WHAT IS BEING ASKED>
From the first line to the last, copy the data below word for word.

SUPPLIED ENTRIES Start Marker

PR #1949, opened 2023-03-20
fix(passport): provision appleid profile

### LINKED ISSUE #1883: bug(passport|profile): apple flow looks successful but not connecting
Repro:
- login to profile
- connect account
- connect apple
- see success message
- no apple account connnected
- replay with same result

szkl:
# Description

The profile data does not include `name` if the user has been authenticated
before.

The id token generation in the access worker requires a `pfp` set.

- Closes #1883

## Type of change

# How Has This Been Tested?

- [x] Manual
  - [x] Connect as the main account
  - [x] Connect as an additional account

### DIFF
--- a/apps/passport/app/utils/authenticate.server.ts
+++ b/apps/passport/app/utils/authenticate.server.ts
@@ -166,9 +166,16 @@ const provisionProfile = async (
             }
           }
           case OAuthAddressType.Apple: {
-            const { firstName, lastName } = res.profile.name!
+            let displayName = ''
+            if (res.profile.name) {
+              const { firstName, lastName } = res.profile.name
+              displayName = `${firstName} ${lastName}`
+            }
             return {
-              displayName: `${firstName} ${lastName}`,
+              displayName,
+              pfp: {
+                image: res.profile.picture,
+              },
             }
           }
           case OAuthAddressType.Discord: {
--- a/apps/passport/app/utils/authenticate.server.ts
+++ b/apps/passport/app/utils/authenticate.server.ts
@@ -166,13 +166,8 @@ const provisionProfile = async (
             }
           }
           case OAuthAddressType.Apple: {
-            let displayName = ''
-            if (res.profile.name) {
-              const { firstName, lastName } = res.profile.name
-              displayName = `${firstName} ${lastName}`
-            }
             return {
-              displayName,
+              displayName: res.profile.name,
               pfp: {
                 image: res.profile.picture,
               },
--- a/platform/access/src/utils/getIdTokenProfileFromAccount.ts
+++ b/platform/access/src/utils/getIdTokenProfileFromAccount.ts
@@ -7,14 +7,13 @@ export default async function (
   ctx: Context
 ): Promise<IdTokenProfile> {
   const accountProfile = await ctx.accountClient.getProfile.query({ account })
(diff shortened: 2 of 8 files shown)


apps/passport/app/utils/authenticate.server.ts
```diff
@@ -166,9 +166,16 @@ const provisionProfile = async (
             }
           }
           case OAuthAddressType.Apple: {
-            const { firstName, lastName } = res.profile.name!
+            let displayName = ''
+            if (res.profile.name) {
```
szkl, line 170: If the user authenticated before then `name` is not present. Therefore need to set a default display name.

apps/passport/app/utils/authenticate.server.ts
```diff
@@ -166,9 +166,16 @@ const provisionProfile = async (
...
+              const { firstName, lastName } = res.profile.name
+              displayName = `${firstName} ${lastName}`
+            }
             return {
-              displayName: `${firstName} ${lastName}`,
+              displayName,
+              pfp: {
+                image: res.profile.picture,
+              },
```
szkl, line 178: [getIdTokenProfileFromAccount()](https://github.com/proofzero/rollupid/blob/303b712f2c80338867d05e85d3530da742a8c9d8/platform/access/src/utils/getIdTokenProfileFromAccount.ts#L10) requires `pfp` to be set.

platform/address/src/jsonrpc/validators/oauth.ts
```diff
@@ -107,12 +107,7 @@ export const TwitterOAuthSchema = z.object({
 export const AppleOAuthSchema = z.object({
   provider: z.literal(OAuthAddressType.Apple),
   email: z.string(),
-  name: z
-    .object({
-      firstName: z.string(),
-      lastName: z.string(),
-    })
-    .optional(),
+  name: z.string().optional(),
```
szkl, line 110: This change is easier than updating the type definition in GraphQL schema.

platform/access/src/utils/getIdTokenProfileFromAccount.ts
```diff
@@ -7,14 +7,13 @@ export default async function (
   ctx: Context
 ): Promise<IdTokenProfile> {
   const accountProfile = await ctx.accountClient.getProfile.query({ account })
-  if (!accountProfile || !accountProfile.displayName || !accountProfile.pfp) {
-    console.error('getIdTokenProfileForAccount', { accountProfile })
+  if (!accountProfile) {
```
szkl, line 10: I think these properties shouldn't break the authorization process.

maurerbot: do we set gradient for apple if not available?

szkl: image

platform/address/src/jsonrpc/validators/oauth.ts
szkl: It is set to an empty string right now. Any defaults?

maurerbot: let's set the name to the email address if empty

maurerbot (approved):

SUPPLIED ENTRIES End Marker

ANSWER FOR THE TASK>
PR #1949, opened 2023-03-20
fix(passport): provision appleid profile

### LINKED ISSUE #1883: bug(passport|profile): apple flow looks successful but not connecting
Repro:
- login to profile
- connect account
- connect apple
- see success message
- no apple account connnected
- replay with same result

szkl:
# Description

The profile data does not include `name` if the user has been authenticated
before.

The id token generation in the access worker requires a `pfp` set.

- Closes #1883

## Type of change

# How Has This Been Tested?

- [x] Manual
  - [x] Connect as the main account
  - [x] Connect as an additional account

### DIFF
--- a/apps/passport/app/utils/authenticate.server.ts
+++ b/apps/passport/app/utils/authenticate.server.ts
@@ -166,9 +166,16 @@ const provisionProfile = async (
             }
           }
           case OAuthAddressType.Apple: {
-            const { firstName, lastName } = res.profile.name!
+            let displayName = ''
+            if (res.profile.name) {
+              const { firstName, lastName } = res.profile.name
+              displayName = `${firstName} ${lastName}`
+            }
             return {
-              displayName: `${firstName} ${lastName}`,
+              displayName,
+              pfp: {
+                image: res.profile.picture,
+              },
             }
           }
           case OAuthAddressType.Discord: {
--- a/apps/passport/app/utils/authenticate.server.ts
+++ b/apps/passport/app/utils/authenticate.server.ts
@@ -166,13 +166,8 @@ const provisionProfile = async (
             }
           }
           case OAuthAddressType.Apple: {
-            let displayName = ''
-            if (res.profile.name) {
-              const { firstName, lastName } = res.profile.name
-              displayName = `${firstName} ${lastName}`
-            }
             return {
-              displayName,
+              displayName: res.profile.name,
               pfp: {
                 image: res.profile.picture,
               },
--- a/platform/access/src/utils/getIdTokenProfileFromAccount.ts
+++ b/platform/access/src/utils/getIdTokenProfileFromAccount.ts
@@ -7,14 +7,13 @@ export default async function (
   ctx: Context
 ): Promise<IdTokenProfile> {
   const accountProfile = await ctx.accountClient.getProfile.query({ account })
(diff shortened: 2 of 8 files shown)


apps/passport/app/utils/authenticate.server.ts
```diff
@@ -166,9 +166,16 @@ const provisionProfile = async (
             }
           }
           case OAuthAddressType.Apple: {
-            const { firstName, lastName } = res.profile.name!
+            let displayName = ''
+            if (res.profile.name) {
```
szkl, line 170: If the user authenticated before then `name` is not present. Therefore need to set a default display name.

apps/passport/app/utils/authenticate.server.ts
```diff
@@ -166,9 +166,16 @@ const provisionProfile = async (
...
+              const { firstName, lastName } = res.profile.name
+              displayName = `${firstName} ${lastName}`
+            }
             return {
-              displayName: `${firstName} ${lastName}`,
+              displayName,
+              pfp: {
+                image: res.profile.picture,
+              },
```
szkl, line 178: [getIdTokenProfileFromAccount()](https://github.com/proofzero/rollupid/blob/303b712f2c80338867d05e85d3530da742a8c9d8/platform/access/src/utils/getIdTokenProfileFromAccount.ts#L10) requires `pfp` to be set.

platform/address/src/jsonrpc/validators/oauth.ts
```diff
@@ -107,12 +107,7 @@ export const TwitterOAuthSchema = z.object({
 export const AppleOAuthSchema = z.object({
   provider: z.literal(OAuthAddressType.Apple),
   email: z.string(),
-  name: z
-    .object({
-      firstName: z.string(),
-      lastName: z.string(),
-    })
-    .optional(),
+  name: z.string().optional(),
```
szkl, line 110: This change is easier than updating the type definition in GraphQL schema.

platform/access/src/utils/getIdTokenProfileFromAccount.ts
```diff
@@ -7,14 +7,13 @@ export default async function (
   ctx: Context
 ): Promise<IdTokenProfile> {
   const accountProfile = await ctx.accountClient.getProfile.query({ account })
-  if (!accountProfile || !accountProfile.displayName || !accountProfile.pfp) {
-    console.error('getIdTokenProfileForAccount', { accountProfile })
+  if (!accountProfile) {
```
szkl, line 10: I think these properties shouldn't break the authorization process.

maurerbot: do we set gradient for apple if not available?

szkl: image

platform/address/src/jsonrpc/validators/oauth.ts
szkl: It is set to an empty string right now. Any defaults?

maurerbot: let's set the name to the email address if empty

maurerbot (approved):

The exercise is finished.